▶ Exercise directions
Restate word for word the entries below, starting with the line with "PR #1540, opened 2025-02-11" and continuing through the line with "Closes #1416". Include both of those lines and no others.

▶ Stored data
********
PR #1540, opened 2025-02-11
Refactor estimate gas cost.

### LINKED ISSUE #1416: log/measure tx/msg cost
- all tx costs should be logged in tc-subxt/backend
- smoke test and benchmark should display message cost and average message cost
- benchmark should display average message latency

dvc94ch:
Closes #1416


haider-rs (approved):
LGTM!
********
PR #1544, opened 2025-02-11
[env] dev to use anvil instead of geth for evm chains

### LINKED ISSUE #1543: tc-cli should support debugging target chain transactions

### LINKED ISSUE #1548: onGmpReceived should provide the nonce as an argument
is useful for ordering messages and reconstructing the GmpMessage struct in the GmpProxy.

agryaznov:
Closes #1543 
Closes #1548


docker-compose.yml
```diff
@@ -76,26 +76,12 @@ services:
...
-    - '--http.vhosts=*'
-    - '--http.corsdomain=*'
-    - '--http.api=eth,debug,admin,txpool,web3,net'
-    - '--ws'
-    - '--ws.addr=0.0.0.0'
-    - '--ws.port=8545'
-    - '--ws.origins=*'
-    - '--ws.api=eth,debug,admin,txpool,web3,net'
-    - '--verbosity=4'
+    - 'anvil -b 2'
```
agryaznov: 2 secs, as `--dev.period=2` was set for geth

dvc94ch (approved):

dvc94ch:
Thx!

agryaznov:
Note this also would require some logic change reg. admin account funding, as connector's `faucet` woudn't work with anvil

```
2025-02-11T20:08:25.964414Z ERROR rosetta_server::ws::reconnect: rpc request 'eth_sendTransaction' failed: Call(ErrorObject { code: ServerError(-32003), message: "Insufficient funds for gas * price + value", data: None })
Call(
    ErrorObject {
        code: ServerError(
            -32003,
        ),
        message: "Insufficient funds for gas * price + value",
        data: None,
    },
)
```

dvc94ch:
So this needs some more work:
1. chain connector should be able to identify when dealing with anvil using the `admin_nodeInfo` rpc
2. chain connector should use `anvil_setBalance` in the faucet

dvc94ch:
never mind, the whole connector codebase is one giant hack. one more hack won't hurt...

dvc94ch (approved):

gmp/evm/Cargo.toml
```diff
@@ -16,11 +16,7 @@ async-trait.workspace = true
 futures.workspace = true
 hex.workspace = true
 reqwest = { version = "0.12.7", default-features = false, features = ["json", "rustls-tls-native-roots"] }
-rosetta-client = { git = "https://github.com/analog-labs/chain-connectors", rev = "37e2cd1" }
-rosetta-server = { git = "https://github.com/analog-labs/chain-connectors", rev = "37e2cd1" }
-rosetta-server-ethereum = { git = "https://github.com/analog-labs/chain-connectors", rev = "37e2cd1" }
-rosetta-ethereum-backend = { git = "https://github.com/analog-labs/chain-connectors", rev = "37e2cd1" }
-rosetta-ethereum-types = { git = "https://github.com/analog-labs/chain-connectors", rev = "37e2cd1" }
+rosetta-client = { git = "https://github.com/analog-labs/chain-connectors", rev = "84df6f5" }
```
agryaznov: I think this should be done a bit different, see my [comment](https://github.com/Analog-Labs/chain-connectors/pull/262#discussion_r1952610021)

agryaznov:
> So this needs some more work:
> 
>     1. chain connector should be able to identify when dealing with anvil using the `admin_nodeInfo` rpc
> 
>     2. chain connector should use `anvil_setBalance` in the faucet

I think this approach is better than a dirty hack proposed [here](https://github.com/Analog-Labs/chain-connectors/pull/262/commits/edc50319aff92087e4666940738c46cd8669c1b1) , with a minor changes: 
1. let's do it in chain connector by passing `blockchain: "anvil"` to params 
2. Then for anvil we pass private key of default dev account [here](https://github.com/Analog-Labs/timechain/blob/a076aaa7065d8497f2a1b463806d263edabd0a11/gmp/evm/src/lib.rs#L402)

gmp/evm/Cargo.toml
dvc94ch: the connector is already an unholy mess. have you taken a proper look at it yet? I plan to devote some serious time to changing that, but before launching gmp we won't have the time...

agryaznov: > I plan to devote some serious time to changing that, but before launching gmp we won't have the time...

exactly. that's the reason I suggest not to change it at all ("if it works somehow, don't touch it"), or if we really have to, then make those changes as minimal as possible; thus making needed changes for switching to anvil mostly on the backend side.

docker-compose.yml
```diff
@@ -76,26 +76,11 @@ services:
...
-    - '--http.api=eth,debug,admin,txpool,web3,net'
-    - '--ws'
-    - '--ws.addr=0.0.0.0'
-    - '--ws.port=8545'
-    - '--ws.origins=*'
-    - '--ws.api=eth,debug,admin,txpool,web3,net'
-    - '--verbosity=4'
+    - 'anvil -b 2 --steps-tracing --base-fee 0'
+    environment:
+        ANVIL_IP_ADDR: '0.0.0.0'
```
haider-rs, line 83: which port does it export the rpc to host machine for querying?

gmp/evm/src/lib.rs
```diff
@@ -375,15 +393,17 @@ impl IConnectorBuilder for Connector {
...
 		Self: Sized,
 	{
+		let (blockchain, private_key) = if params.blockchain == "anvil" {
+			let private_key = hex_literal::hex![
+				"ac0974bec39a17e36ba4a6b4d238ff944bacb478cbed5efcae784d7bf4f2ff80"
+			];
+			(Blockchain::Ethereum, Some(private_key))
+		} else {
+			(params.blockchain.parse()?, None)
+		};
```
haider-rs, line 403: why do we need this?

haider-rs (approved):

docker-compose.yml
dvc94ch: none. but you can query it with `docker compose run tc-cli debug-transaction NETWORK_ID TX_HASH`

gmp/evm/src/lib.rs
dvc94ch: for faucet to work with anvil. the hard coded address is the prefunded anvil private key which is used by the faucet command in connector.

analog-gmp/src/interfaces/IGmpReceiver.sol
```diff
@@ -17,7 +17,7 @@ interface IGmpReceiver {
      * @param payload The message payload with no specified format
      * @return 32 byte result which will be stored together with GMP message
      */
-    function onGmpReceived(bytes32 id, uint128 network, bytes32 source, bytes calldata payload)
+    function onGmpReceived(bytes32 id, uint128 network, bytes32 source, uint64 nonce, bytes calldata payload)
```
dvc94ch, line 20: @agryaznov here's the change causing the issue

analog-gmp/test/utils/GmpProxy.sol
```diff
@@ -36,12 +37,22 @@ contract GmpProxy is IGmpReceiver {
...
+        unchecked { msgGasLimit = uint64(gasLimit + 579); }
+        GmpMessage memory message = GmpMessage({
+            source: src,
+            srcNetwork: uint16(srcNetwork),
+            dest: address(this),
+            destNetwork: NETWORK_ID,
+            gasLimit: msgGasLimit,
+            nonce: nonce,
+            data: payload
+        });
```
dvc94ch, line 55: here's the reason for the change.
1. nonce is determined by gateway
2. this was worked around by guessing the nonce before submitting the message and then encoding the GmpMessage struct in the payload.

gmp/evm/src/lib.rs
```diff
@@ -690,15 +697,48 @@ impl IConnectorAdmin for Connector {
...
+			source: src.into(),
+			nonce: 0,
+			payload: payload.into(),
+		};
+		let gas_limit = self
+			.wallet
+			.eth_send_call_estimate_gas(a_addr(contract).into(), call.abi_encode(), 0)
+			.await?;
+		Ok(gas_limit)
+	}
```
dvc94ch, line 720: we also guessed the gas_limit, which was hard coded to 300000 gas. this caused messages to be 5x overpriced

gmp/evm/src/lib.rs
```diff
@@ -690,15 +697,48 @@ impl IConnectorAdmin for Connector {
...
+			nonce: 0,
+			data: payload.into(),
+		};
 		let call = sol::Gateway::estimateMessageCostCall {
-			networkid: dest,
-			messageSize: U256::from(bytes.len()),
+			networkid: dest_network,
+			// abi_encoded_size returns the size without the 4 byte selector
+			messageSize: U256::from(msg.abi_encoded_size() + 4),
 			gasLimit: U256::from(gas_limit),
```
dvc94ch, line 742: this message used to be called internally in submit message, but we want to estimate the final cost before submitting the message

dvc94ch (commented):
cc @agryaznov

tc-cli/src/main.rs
********
▶ Reply to the task
PR #1540, opened 2025-02-11
Refactor estimate gas cost.

### LINKED ISSUE #1416: log/measure tx/msg cost
- all tx costs should be logged in tc-subxt/backend
- smoke test and benchmark should display message cost and average message cost
- benchmark should display average message latency

dvc94ch:
Closes #1416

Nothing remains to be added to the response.